- _EXERCISE_:
Search the entries below. Return every line that has "defining" in it.

- _SOURCE MATERIAL_:
------------------------

Issue #638, opened 2026-04-02
Versioning in Drive


robin-lecomte:
<img width="2978" height="1022" alt="Image" src="https://github.com/user-attachments/assets/b0f0b6e0-12cc-4cfd-92fa-607307879c7d" />

Full versioning functionality for the Drive app, with the ability to view and manage different versions of a document. Applies to all file types, but not to folders.

Details:  
- New option in the “More” menu to open the history modal  
- History modal allowing users to browse all versions, preview, download, restore, and delete them  
- Selection modal displayed when uploading a document with the same name as an existing one, with the option to increment the version

[FIGMA](https://www.figma.com/design/XDjWHDLIiNY4mtpyj21EVK/Drive?node-id=14674-34720&t=rWcFvxxcSfPVAzrO-1)

PR #689, opened 2026-04-24
✨(backend) manage wopi convert action

lunika:
## Purpose

The actual WOPI implementation only managed the `edit` action. Some WOPI applications can edit legacy binary file format (`.doc`, `.xls`, `.ppt`, etc) but others are respecting the WOPI protocol and must [convert](https://api.onlyoffice.com/docs/docs-api/using-wopi/editing-binary-documents/) them before edition.

To use the `convert` action, we need to implement the `PutRelativeFile` method to save the converted file.

Documentation used to implement this PR and needed to review the PR

https://learn.microsoft.com/en-us/microsoft-365/cloud-storage-partner-program/online/discovery#wopi-actions
https://learn.microsoft.com/en-us/microsoft-365/cloud-storage-partner-program/online/scenarios/conversion
https://learn.microsoft.com/en-us/microsoft-365/cloud-storage-partner-program/rest/files/putrelativefile

-----

After team discussions, the target UX is "always duplicate, keep the original intact", but this PR is not exactly this.
See https://github.com/suitenumerique/drive/pull/689#issuecomment-4425567655

## Proposal

- [x] ✨(backend) implement wopi PutRelativeFile action
- [x] ✨(backend) create a helper to get base url app
- [x] ♻️(backend) manage view and convert action in the wopi view
- [x] ♻️(backend) save all available actions for the wopi configuration

-----
  
- [x] ✨(backend) expose available wopi actions on items
- [x] ♻️(backend) duplicate file when converting via PutRelativeFile
- [x] 🔧(dev) force convert legacy formats for OnlyOffice in dev


src/backend/wopi/tasks/configure_wopi.py
```diff
@@ -74,31 +74,42 @@ def _configure_wopi_client_from_discovery(client, discovery_url):
...
                 mimetype = app.get("name")
 
                 if mimetype in settings.WOPI_EXCLUDED_MIMETYPES:
                     continue
 
-                wopi_configuration["mimetypes"][mimetype] = {
-                    "url": action.get("urlsrc"),
-                    "client": client,
-                }
+                mimetypes = wopi_configuration["mimetypes"].get(mimetype, {})
```
NathanVss: Naming this `mimetypes` var `actions` wouldn't make more sense?

src/backend/wopi/tasks/configure_wopi.py
```diff
@@ -74,31 +74,42 @@ def _configure_wopi_client_from_discovery(client, discovery_url):
...
                 extension = action.get("ext")
 
                 if extension in settings.WOPI_EXCLUDED_EXTENSIONS:
                     continue
 
-                wopi_configuration["extensions"][extension] = {
-                    "url": action.get("urlsrc"),
-                    "client": client,
-                }
+                extensions = wopi_configuration["extensions"].get(extension, {})
```
NathanVss: Ditto

src/backend/core/api/viewsets.py
```diff
@@ -1559,9 +1560,24 @@ def wopi(self, request, *args, **kwargs):
...
+                {"detail": "This item does not support WOPI integration."}
             )
 
+        action = None
+        abilities = item.get_abilities(request.user)
+        can_update = abilities["update"]
+
+        if wopi_client.get(WopiActions.EDIT):
+            action = wopi_client[WopiActions.EDIT]
+        elif can_update and wopi_client.get(WopiActions.CONVERT):
```
NathanVss, line 1581: Are we sure that we want only people with write access to convert a doc?

src/backend/wopi/viewsets.py
```diff
@@ -397,3 +404,85 @@ def _rename_file(self, request, pk=None):
...
+
+        item.title = target_filename
+        item.filename = target_filename
+        item.mimetype = detect_mimetype(
+            file_content.read(2048 if file_content.size > 2048 else file_content.size),
+            filename=target_filename,
+        )
+        item.size = file_content.size
+
+        default_storage.save(item.file_key, file_content)
```
NathanVss: WDYT about keeping the original uploaded file?

src/backend/wopi/viewsets.py
```diff
@@ -397,3 +404,85 @@ def _rename_file(self, request, pk=None):
             )
 
         return Response(status=200)
+
+    def _put_relative_file(self, request, pk=None):
```
NathanVss, line 432: According to this doc: https://learn.microsoft.com/en-us/microsoft-365/cloud-storage-partner-program/rest/files/putrelativefile

Keeping `UserCanNotWriteRelative` true means that `PutRelativeFile` is not supported. Which is what we always return in `retrieve`

NathanVss, line 432: According to the doc this route should handle lock and 409 on locked file

NathanVss (approved):
Great work, approving do not block you, open to discuss the comments. Especially the one to let read visitors to trigger conversion so they can consult the documents.

src/backend/core/api/viewsets.py
```diff
@@ -1559,9 +1560,24 @@ def wopi(self, request, *args, **kwargs):
...
+            action = wopi_client[WopiActions.CONVERT]
+
+        if not can_update and wopi_client.get(WopiActions.VIEW):
+            action = wopi_client[WopiActions.VIEW]
+
+        if not action:
+            raise drf.exceptions.ValidationError({"detail": "This item has no action compatible."})
```
jmaupetit:
```suggestion
            raise drf.exceptions.ValidationError({"detail": "This item has no compatible action."})
```

src/backend/core/tests/test_utils_get_url_app.py
```diff
@@ -0,0 +1,29 @@
...
+
+from core.utils import get_url_app
+
+pytestmark = pytest.mark.django_db
+
+
+@pytest.fixture(autouse=True)
+def reset_get_url_app_cache():
+    """reset the get_url_app cache."""
+    get_url_app.cache_clear()
```
jmaupetit: Why not defining this fixture in the project's `conftest.py`?

jmaupetit: Also if you want to perform this action during test teardown, you can use the yield pattern:

```suggestion
    yield
    get_url_app.cache_clear()
```

Every instruction before the yield statement correspond to the test setup and after, the teardown.

In this case every test starts with a fresh cache.

src/backend/core/tests/test_utils_get_url_app.py
```diff
@@ -0,0 +1,29 @@
...
+        None,  # Test fallback to Site domain
+    ],
+)
+def test_get_url_app(url_app, settings):
+    """test the get_url_app expected output."""
+    settings.URL_APP = url_app
+
+    expected_url_app = url_app or "example.com"
+
+    assert get_url_app() == expected_url_app
```
jmaupetit: Maybe it would be more explicit to have a `(url_app, expected)` tuple as test parameter?

jmaupetit: Also, can you test that the utility properly uses the cache?

docs/env.md
```diff
@@ -114,6 +114,7 @@ This document lists all configurable environment variables for the Drive applica
 | `SPECTACULAR_SETTINGS_ENABLE_DJANGO_DEPLOY_CHECK` | Enable Django deploy check in Spectacular | `False` |
 | `STORAGES_STATICFILES_BACKEND` | Backend for static files storage | `whitenoise.storage.CompressedManifestStaticFilesStorage` |
 | `TRASHBIN_CUTOFF_DAYS` | Number of days before items are automatically removed from trash after their soft deletion | `30` |
+| `URL_APP` | The base url of the application | None |
```
jmaupetit: Shouldn't it be named `APP_URL` instead?

src/backend/core/utils/__init__.py
```diff
@@ -0,0 +1,13 @@
+"""Module for common utils in the project."""
+
+from functools import cache
+
+from django.conf import settings
+from django.contrib.sites.models import Site
+
+
+@cache
+def get_url_app():
```
jmaupetit: ditto?

```suggestion
def get_app_url():
```

src/backend/drive/settings.py
```diff
@@ -145,6 +145,12 @@ class Base(Configuration):
 
     SITE_ID = 1
 
+    URL_APP = values.Value(
+        default=values.Value(default=None, environ_name="EMAIL_URL_APP"),
```
jmaupetit, line 149: Should we understand that this is a fallback to the previous name of the setting?

src/backend/wopi/viewsets.py
```diff
@@ -397,3 +404,85 @@ def _rename_file(self, request, pk=None):
...
+
+        https://learn.microsoft.com/en-us/microsoft-365/cloud-storage-partner-program/rest/files/putrelativefile
+        """
+        suggested_target = request.META.get(HTTP_X_WOPI_SUGGESTEDTARGET)
+        relative_target = request.META.get(HTTP_X_WOPI_RELATIVETARGET)
+        file_conversion = request.META.get(HTTP_X_WOPI_FILECONVERSION)
+
+        if not file_conversion:
+            return Response(
+                data={"error": {"details": "only file conversion is supported."}}, status=400
```
jmaupetit:
```suggestion
                data={"error": {"details": "Only file conversion is supported."}}, status=400
```

src/backend/wopi/viewsets.py
```diff
@@ -397,3 +404,85 @@ def _rename_file(self, request, pk=None):
...
+            )
+
+        # Exactly one header must be present; they are mutually exclusive
+        if bool(suggested_target) == bool(relative_target):
+            return Response(
+                data={
+                    "error": {
+                        "details": (
+                            f"both {HTTP_X_WOPI_SUGGESTEDTARGET} and {HTTP_X_WOPI_RELATIVETARGET}"
```
jmaupetit:
```suggestion
                            f"{HTTP_X_WOPI_SUGGESTEDTARGET} and {HTTP_X_WOPI_RELATIVETARGET}"
```

src/backend/wopi/viewsets.py
```diff
@@ -397,3 +404,85 @@ def _rename_file(self, request, pk=None):
...
+        relative_target = request.META.get(HTTP_X_WOPI_RELATIVETARGET)
+        file_conversion = request.META.get(HTTP_X_WOPI_FILECONVERSION)
+
+        if not file_conversion:
+            return Response(
+                data={"error": {"details": "only file conversion is supported."}}, status=400
+            )
+
+        # Exactly one header must be present; they are mutually exclusive
+        if bool(suggested_target) == bool(relative_target):
```
jmaupetit:
```suggestion
        if bool(suggested_target) and bool(relative_target):
```

or 

```suggestion
        if all(map(bool, [suggested_target, relative_target]):
```

src/backend/wopi/viewsets.py
```diff
@@ -397,3 +404,85 @@ def _rename_file(self, request, pk=None):
...
+                        )
+                    }
+                },
+                status=400,
+            )
+
+        try:
+            file_content = ContentFile(request.body)
+        except RequestDataTooBig:
+            return Response(status=413)
```
jmaupetit: When it comes to rarely used code, maybe it would be more explicit to use DRF statuses (_e.g._ `rest_framework.status`)?

```suggestion
            return Response(status=status.HTTP_413_REQUEST_ENTITY_TOO_LARGE)
```

src/backend/wopi/viewsets.py
```diff
@@ -397,3 +404,85 @@ def _rename_file(self, request, pk=None):
...
+
+        item = request.auth.item
+
+        if suggested_target:
+            logger.info("putRelativeFile in suggest_target mode")
```
jmaupetit: As there is not that much context in this log, maybe it would only pollute log files and should be decreased to the debug level?

```suggestion
            logger.debug("putRelativeFile in suggested_target mode")
```

src/backend/wopi/viewsets.py
```diff
@@ -397,3 +404,85 @@ def _rename_file(self, request, pk=None):
...
+            target = suggested_target.encode("ascii").decode("utf-7")
+            if target.startswith("."):
+                base, _ = splitext(item.filename)
+                target_filename = f"{base}{target}"
+            else:
+                target_filename = target
+
+        else:
+            logger.info("putRelativeFile in relative_target mode")
```
jmaupetit: ditto

src/backend/wopi/viewsets.py
```diff
@@ -397,3 +404,85 @@ def _rename_file(self, request, pk=None):
...
+        try:
+            file_content = ContentFile(request.body)
+        except RequestDataTooBig:
+            return Response(status=413)
+
+        item = request.auth.item
+
+        if suggested_target:
+            logger.info("putRelativeFile in suggest_target mode")
+            target = suggested_target.encode("ascii").decode("utf-7")
```
jmaupetit: Wow, first time I see UTF-7. 

- Is this related to WOPI? 
- Shouldn't it be configurable?

src/backend/wopi/viewsets.py
```diff
@@ -397,3 +404,85 @@ def _rename_file(self, request, pk=None):
...
+            if target.startswith("."):
+                base, _ = splitext(item.filename)
+                target_filename = f"{base}{target}"
+            else:
+                target_filename = target
+
+        else:
+            logger.info("putRelativeFile in relative_target mode")
+            # Specific mode: host must use the exact name provided
+            target_filename = relative_target.encode("ascii").decode("utf-7")
```
jmaupetit: ditto

src/backend/wopi/viewsets.py
```diff
@@ -397,3 +404,85 @@ def _rename_file(self, request, pk=None):
...
+
+        item.title = target_filename
+        item.filename = target_filename
+        item.mimetype = detect_mimetype(
+            file_content.read(2048 if file_content.size > 2048 else file_content.size),
```
jmaupetit: Also, 2048 should be defined or configured somewhere?

src/backend/core/tests/items/test_api_items_wopi.py
```diff
@@ -293,7 +313,104 @@ def test_api_items_wopi_authenticated_user_item_mimetype_not_supported():
...
+            }
+        ],
+        "type": "validation_error",
+    }
+
+
+def test_api_items_wopi_authenticated_user_item_extension_convert_action(
+    timestamp_now, valid_wopi_launch_url
+):
+    """Authenticated user can access item that extension is supported for convert action."""
```
jmaupetit:
```suggestion
    """Authenticated user can access item with a supported extension for convert action."""
```

src/backend/core/tests/items/test_api_items_wopi.py
```diff
@@ -293,7 +313,104 @@ def test_api_items_wopi_authenticated_user_item_mimetype_not_supported():
...
+        f"&closebutton=false&lang={user.language}"
+    )
+
+
+def test_api_items_wopi_authenticated_user_item_extension_view_action(
+    timestamp_now, valid_wopi_launch_url
+):
+    """
+    Authenticated user can access item that extension is supported without update permission
+    should fallback on view action.
```
jmaupetit:
```suggestion
    Authenticated user can access item with a supported extension but without update permission.
    
    In this case, we should fallback on the view action.
```

src/backend/core/api/viewsets.py
```diff
@@ -1559,9 +1560,24 @@ def wopi(self, request, *args, **kwargs):
...
+        action = None
+        abilities = item.get_abilities(request.user)
+        can_update = abilities["update"]
+
+        if wopi_client.get(WopiActions.EDIT):
+            action = wopi_client[WopiActions.EDIT]
+        elif can_update and wopi_client.get(WopiActions.CONVERT):
+            action = wopi_client[WopiActions.CONVERT]
+
+        if not can_update and wopi_client.get(WopiActions.VIEW):
```
jmaupetit, line 1585: Maybe add a comment here to explain that this is the fallback mode if the item is compatible with the view action (AFAIU)?

src/backend/core/tests/items/test_api_items_wopi.py
```diff
@@ -293,7 +313,104 @@ def test_api_items_wopi_authenticated_user_item_mimetype_not_supported():
...
+    assert data["access_token"] is not None
+    assert data["access_token_ttl"] > timestamp_now
+    assert data["launch_url"] == (
+        f"{valid_wopi_launch_url}/view/?WOPISrc={wopi_src}&closebutton=false&lang={user.language}"
+    )
+
+
+def test_api_items_wopi_authenticated_user_items_extension_no_action():
+    """
+    Authenticated user who can access to an item and is wopi compaitble but without available
```
jmaupetit:
```suggestion
    Authenticated user who can access to an item and is WOPI-compatible but without any
```

src/backend/wopi/viewsets.py
```diff
@@ -397,3 +404,85 @@ def _rename_file(self, request, pk=None):
...
+                base, _ = splitext(item.filename)
+                target_filename = f"{base}{target}"
+            else:
+                target_filename = target
+
+        else:
+            logger.info("putRelativeFile in relative_target mode")
+            # Specific mode: host must use the exact name provided
+            target_filename = relative_target.encode("ascii").decode("utf-7")
+
```
jmaupetit, line 494: So suggested and relative targets perform the exact same action right?

src/backend/wopi/tests/viewset/test_put_relative_file.py
```diff
@@ -0,0 +1,472 @@
...
+        HTTP_AUTHORIZATION=f"Bearer {access_token}",
+        headers={
+            "X-WOPI-Override": "PUT_RELATIVE",
+            "X-WOPI-SuggestedTarget": suggested,
+            "X-WOPI-FileConversion": "1",
+        },
+    )
+
+    assert response.status_code == 200
+    assert "access_token=" in response.json()["Url"]
```
jmaupetit: Maybe you can parse the URL to better get the access token?

src/backend/wopi/tests/viewset/test_put_relative_file.py
```diff
@@ -0,0 +1,472 @@
...
+        headers={
+            "X-WOPI-Override": "PUT_RELATIVE",
+            "X-WOPI-FileConversion": "1",
+        },
+    )
+
+    assert response.status_code == 400
+    assert response.json()["error"]["details"] == (
+        "both HTTP_X_WOPI_SUGGESTEDTARGET and HTTP_X_WOPI_RELATIVETARGET are mutually exclusive."
+    )
```
jmaupetit, line 435: This shows that you must test if any of those expected header is provided in your viewset and, if not, an explicit error message must be provided.

jmaupetit (commented):
Wow, that's a big improvement! 👏

src/backend/core/api/viewsets.py
lunika: the wopi edit action is not related to the drive user role. The edit action is using a read only view when the user is in read only

src/backend/wopi/viewsets.py
lunika: It was the first implementation I made, a kind of duplication creating a new item. And finally, I choose to revert it. 
We should talk about this with the team, it can be a UX decision.

lunika:
> conversion modulo modale d'information/consentement. dupliquer ou éditer/écraser.

- Expose to the frontend application all the WOPI actions available for the given file. (If an entry exists for the extension or mimetype, just return the dictionary keys).
- Modify the ItemViewset::wopi action to trigger the desired action. In this PR I try to guess the appropriate action to use between "edit" and "convert." This choice should be made by the front-end application now.
- Find a way to persist the user choice between duplicate or replace the original `.doc` from the modal to the `putRelativeFile` action.

robin-lecomte:
RL 2026-05-06 at 17 11 41@2x

After discussions with the team, I suggest this user flow:
a. Double-click a doc, xls, or ppt file  
b. A modal prompts to convert the file before opening  
c. The file is converted and pre-selected in the index  
d. The user must double-click the converted file to open it

The converted file does not inherit the sharing settings of the original file (similar to duplication).

For the record, I was against asking the user to decide whether to keep a copy, to avoid cognitive overload each time they open this type of file. Here, we offer a predictable behavior that preserves the original document and requires no decision.  
Ultimately, integrating this into a file’s history (https://github.com/suitenumerique/drive/issues/638) would be the best UX approach.

[FIGMA](https://www.figma.com/design/XDjWHDLIiNY4mtpyj21EVK/Drive?node-id=15252-1478&t=pSEeVRorvJBjCNyw-1)

src/backend/drive/settings.py
kernicPanel: I believe this is kept for backward compatibility.

src/backend/wopi/viewsets.py
kernicPanel: `if suggested_target and relative_target:` should work I believe.

src/backend/wopi/viewsets.py
kernicPanel: It looks like utf7 is needed for those wopi headers. A comment has been added to clarify it.

src/backend/wopi/viewsets.py
kernicPanel: I've extracted it to a constant, as I don't think a setting is relevant here.

src/backend/wopi/viewsets.py
kernicPanel: Almost: suggested lets the host adjust the name, relative is used directly.

src/backend/drive/settings.py
lunika: Yes, it is kept for backward compatibility. You can remove it in version 1.0.0

src/backend/wopi/viewsets.py
kernicPanel: I'm not sure to get your point. Can you clarify it please ?

kernicPanel:
> > conversion modulo modale d'information/consentement. dupliquer ou éditer/écraser.
> 
>     * Expose to the frontend application all the WOPI actions available for the given file. (If an entry exists for the extension or mimetype, just return the dictionary keys).

done

>     * Modify the ItemViewset::wopi action to trigger the desired action. In this PR I try to guess the appropriate action to use between "edit" and "convert." This choice should be made by the front-end application now.
>  
>     * Find a way to persist the user choice between duplicate or replace the original `.doc` from the modal to the `putRelativeFile` action.
 
Since the UX changed, I think those are not relevant.

kernicPanel:
> RL 2026-05-06 at 17 11 41@2x
> 
> After discussions with the team, I suggest this user flow: a. Double-click a doc, xls, or ppt file   b. A modal prompts to convert the file before opening   c. The file is converted and pre-selected in the index   d. The user must double-click the converted file to open it
> 
> The converted file does not inherit the sharing settings of the original file (similar to duplication).
> 
> For the record, I was against asking the user to decide whether to keep a copy, to avoid cognitive overload each time they open this type of file. Here, we offer a predictable behavior that preserves the original document and requires no decision. Ultimately, integrating this into a file’s history (#638) would be the best UX approach.
> 
> [FIGMA](https://www.figma.com/design/XDjWHDLIiNY4mtpyj21EVK/Drive?node-id=15252-1478&t=pSEeVRorvJBjCNyw-1)

This PR lays down the foundation for the conversion, but the UX is not exactly the one you asked for.
For now, when a user double-clicks on a .doc file, a new tab opens prompting the user to directly edit the file : 
image
Meanwhile, the conversion has been added to Drive: 
image
If we want to skip the new tab part, we should add a server to server call between django and onlyoffice to silently convert the file. But I think this should be done in a separate PR.

kernicPanel:
@lunika @NathanVss @jmaupetit  Can I rebase on main and squash, or do you prefer to keep the fixup commits for now ?

src/backend/wopi/viewsets.py
NathanVss: From here: https://learn.microsoft.com/en-us/microsoft-365/cloud-storage-partner-program/rest/files/putrelativefile#response-headers

```
[409 Conflict](http://www.w3.org/Protocols/rfc2616/rfc2616-sec10.html#sec10.4.10) – Target file already exists or the file is locked. If the target file is locked, you must include an X-WOPI-Lock response header containing the value of the current lock on the file.
```

kernicPanel: Thanks for your explanation. I added a squashed fixup for this.

robin-lecomte:
It’s unfortunate that we can’t follow the UX specifically designed to clearly show the user that their file was duplicated before being opened. Reversing this flow makes the entire experience more confusing. On top of that, if the user doesn’t want to convert the file, they’re forced to switch contexts twice (open the file in a new OnlyOffice tab, avoid clicking “convert,” then go back to Drive).

In short, the UX is weaker. But if the technical constraint is too strong, I understand. I’ll let @lterm decide on this new constrained behavior. I’ve archived [the UX proposal](https://www.figma.com/design/XDjWHDLIiNY4mtpyj21EVK/Drive?node-id=15252-1478&t=PYfFx8kHawWqRNLq-1) accordingly.

src/backend/wopi/viewsets.py
```diff
@@ -475,31 +480,37 @@ def _put_relative_file(self, request, pk=None):
             else:
                 target_filename = target
 
+            target_filename = self._disambiguate_target(siblings, target_filename)
```
lunika: I think this is not needed, the `create_child` method handles it.

src/backend/wopi/viewsets.py
```diff
@@ -475,31 +480,37 @@ def _put_relative_file(self, request, pk=None):
...
+
         else:
             logger.debug("putRelativeFile in relative_target mode")
-            # Specific mode: host must use the exact name provided
+            # Specific mode: host must use the exact name provided.
             target_filename = relative_target.encode("ascii").decode("utf-7")
+            if conflict := self._find_relative_target_conflict(siblings, target_filename):
+                lock_value = LockService(conflict).get_lock(default="")
+                return Response(status=409, headers={X_WOPI_LOCK: lock_value})
```
lunika: the lock header can be removed IMO. 

This is what is present in the documentation : 

```
If the X-WOPI-OverwriteRelativeTarget request header is set to true and a file with the specified name already exists and is locked, the host must respond with a [409 Conflict](http://www.w3.org/Protocols/rfc2616/rfc2616-sec10.html#sec10.4.10) and include an X-WOPI-Lock response header containing the value of the current lock on the file.
```

We are not using the ` X-WOPI-OverwriteRelativeTarget` header, so we don't have to include the lock header, IMO.

src/backend/wopi/viewsets.py
```diff
@@ -508,10 +519,105 @@ def _put_relative_file(self, request, pk=None):
...
+        return target
+
+    @staticmethod
+    def _find_relative_target_conflict(siblings, target):
+        """
+        Return the non-deleted sibling whose title matches `target`, or None
+        when no conflict. Uses the same rule as `Item.objects.create_child`
+        so a sibling folder bearing that title is also a conflict.
+        """
+        return siblings.filter_non_deleted(title=target).order_by("created_at").first()
```
lunika:
```suggestion
        return siblings.filter_non_deleted(title=target).order_by("created_at").exists()
```

`exists` is faster and with my previous comment we don't need the item instance anymore.

env.d/development/common
```diff
@@ -82,6 +82,9 @@ WOPI_SRC_BASE_URL=http://app-dev:8000
 # Disable rename for Collabora by default because it does not post messages when renaming a file.
 # So the frontend cannot reflect renaming operations.
 WOPI_COLLABORA_OPTIONS={"SupportsRename": False}
+# OnlyOffice cannot edit legacy binary formats reliably; force conversion to
+# their OpenXML equivalent on these extensions/mimetypes.
```
lunika:
```suggestion
their Office Open XML (OOXML) equivalent on these extensions/mimetypes.
```

src/backend/wopi/viewsets.py
kernicPanel: create_child handles title uniqueness, but not the filename.

src/backend/wopi/viewsets.py
```diff
@@ -402,3 +417,227 @@ def _rename_file(self, request, pk=None):
...
+        siblings = self._resolve_put_relative_siblings(parent, request.user)
+
+        try:
+            if suggested_target:
+                target_filename = self._resolve_suggested_target_filename(
+                    item, siblings, suggested_target
+                )
+            else:
+                target_filename = self._resolve_relative_target_filename(siblings, relative_target)
+        except PutRelativeTargetConflict:
```
lunika: This exception is only raised by `_resolve_relative_target_filename` so the `try/except` block should be only around `target_filename = self._resolve_relative_target_filename(siblings, relative_target)`

src/backend/wopi/tasks/configure_wopi.py
```diff
@@ -55,10 +55,9 @@ def _configure_wopi_client_from_discovery(client, discovery_url):
             f"wopi client {client} is invalid"
         )
 
-    wopi_configuration = cache.get(
-        WOPI_CONFIGURATION_CACHE_KEY,
-        default=WOPI_DEFAULT_CONFIGURATION,
-    )
+    wopi_configuration = cache.get(WOPI_CONFIGURATION_CACHE_KEY)
+    if wopi_configuration is None:
+        wopi_configuration = {"mimetypes": {}, "extensions": {}}
```
jmaupetit: More condensed?

```suggestion
    wopi_configuration = cache.get(WOPI_CONFIGURATION_CACHE_KEY) or {"mimetypes": {}, "extensions": {}}
```

src/backend/wopi/tasks/configure_wopi.py
```diff
@@ -84,21 +88,41 @@ def _configure_wopi_client_from_discovery(client, discovery_url):
...
+                actions.update(
+                    {
+                        action_name: {
+                            "url": action.get("urlsrc"),
+                            "client": client,
+                        }
+                    }
+                )
+
+                wopi_configuration["extensions"][extension] = actions
```
jmaupetit: Maybe this whole block can be refactored as it's the same pattern whether we are dealing with an extension or a mime-type?

src/backend/core/tests/conftest.py
```diff
@@ -30,9 +30,13 @@ def clear_cache():
     from core.storage import (  # pylint:disable=import-outside-toplevel # noqa: PLC0415
         get_storage_compute_backend,
     )
+    from core.utils import (  # pylint:disable=import-outside-toplevel # noqa: PLC0415
+        get_app_url,
+    )
```
jmaupetit: Why importing from here and not from top-level? You have a circular import somewhere?

src/backend/wopi/viewsets.py
```diff
@@ -410,3 +420,106 @@ def _rename_file(self, request, pk=None):
...
+
+        # WOPI requires X-WOPI-SuggestedTarget and X-WOPI-RelativeTarget headers
+        # to be UTF-7 encoded. See the spec:
+        # https://learn.microsoft.com/en-us/microsoft-365/cloud-storage-partner-program/rest/files/putrelativefile
+        if suggested_target:
+            logger.debug("putRelativeFile in suggest_target mode")
+            target = suggested_target.encode("ascii").decode("utf-7")
+            if target.startswith("."):
+                base, _ = splitext(item.filename)
+                target_filename = f"{base}{target}"
```
jmaupetit: Using `pathlib.PurePath` from stdlib:

```suggestion
                target_filename = PurePath(item.filename).with_suffix(target)
```

src/backend/wopi/tests/viewset/test_put_relative_file.py
```diff
@@ -39,6 +41,10 @@ def test_put_relative_file_suggested_target_extension_only():
     service = AccessUserItemService()
     access_token, _ = service.insert_new_access(item, user)
     default_storage.save(item.file_key, BytesIO(b"original content"))
+    original_file_key = item.file_key
+    original_title = item.title
+    original_mimetype = item.mimetype
+    original_size = item.size
```
jmaupetit: Why not keeping an explicit copy?

```suggestion
    original = copy.copy(item)
```

jmaupetit (commented):
I only have minor comments, else 👍 

---
Side note:

I find it hard to review such work. Some comments might be outdated as you refactor new code from one commit to another on the same PR. So we cannot review it globally nor on a per-commit basis.

IMO we should find a way to increase the production/review cycle by defining new collaboration flows. Let's discuss this IRL!

src/backend/core/tests/conftest.py
kernicPanel: I confess I did that to match existing code, without thinking about it.

jmaupetit (approved):
Image

PanchoutNathan (approved):

kernicPanel:
Superseded by #719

------------------------

- _COMPLETED EXERCISE_:
jmaupetit: Why not defining this fixture in the project's `conftest.py`?
IMO we should find a way to increase the production/review cycle by defining new collaboration flows. Let's discuss this IRL!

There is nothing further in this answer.